The new Church year
begins with a plea for God's visitation. "Oh that you would
rend the heavens and come down," the prophet Isaiah cries
in today's First Reading. In today's Psalm, too, we hear the
anguished voice of Israel, imploring God to look down from His
heavenly throne-to save and shepherd His people.
Today's readings are relatively brief. Their language and "message"
are deceptively simple. But we should take note of the serious
mood and penitential aspect of the Liturgy today-as the people
of Israel recognize their sinfulness, their failures to keep
God's covenant, their inability to save themselves.
And in this Advent season, we should see our own lives in the
experience of Israel. As we examine our consciences, can't we,
too, find that we often harden our hearts, refuse His rule,
wander from His ways, withhold our love from Him?
God is faithful, Paul reminds us in today's Epistle. He is our
Father. He has hearkened to the cry of His children, coming
down from heaven for Israel's sake and for ours to redeem us
from our exile from God, to restore us to His love.

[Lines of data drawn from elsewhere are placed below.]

PR #309, opened 2022-03-17
Change scoped enums behavior

jonalm:
Implement suggestions for https://github.com/apache/arrow-julia/issues/308


quinnj (commented):
Yeah, I like this approach; the failing tests are probably because we need to update the usages in the Arrow package itself

jonalm:
I will to find time for that within a couple of days. But before I do so, should we reconsider the name of the primitive type, i.e. something other than with leading underscore? I just saw the announcement of enumx.jl https://discourse.julialang.org/t/ann-enumx-jl-improved-enums-for-julia/78096 , which has implemented a similar idea, but using `T` as the name of the type inside the module. E.g. for `@scopedenum MyEnum::Base.UInt16  A=0 B=1` the values would be accessed as `MyEnum.A` and the primitive type could be accessed as `MyEnum.T`.

jonalm:
On second thought that `T` idea brakes down (without careful handleing) for enums containing `T` fields, which I guess are way more likely than `_<enumname>`.

quinnj (approved):
Yes, I think this is a good correction; thanks @jonalm. The `T.__TYPE__` isn't ideal, but I think it's a decent solution.

quinnj:
I went ahead and rebased

jonalm:
@quinnj  Is there something blocking getting this into main?

ararslan:
Would it be possible to replace the custom implementation of scoped enums here with a dependency on [EnumX](https://github.com/fredrikekre/EnumX.jl)? That has no dependencies and is very small.

quinnj:
Sorry all that this languished; I've since become more familiar w/ the EnumX.jl package and agree it's the right way to go. I'll try to do a PR soon switching over to use it. Sorry @jonalm for all the headache here, but thanks for all the help along the way!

In Jesus, we have seen the Father (see John 14:8-9). The Father
has let His face shine upon us. He is the good shepherd (see
John 10:11-15) come to guide us to the heavenly kingdom. No
matter how far we have strayed, He will give us new life if
we turn to Him, if we call upon His holy name, if we pledge
anew never again to withdraw from Him.
As Paul says today, He has given us every spiritual gift-especially
the Eucharist and penance-to strengthen us as we await Christ's
final coming. He will keep us firm to the end-if we let Him.
So, in this season of repentance, we should heed the warning-repeated
three times by our Lord in today's Gospel-to be watchful, for
we know not the hour when the Lord of the house will return.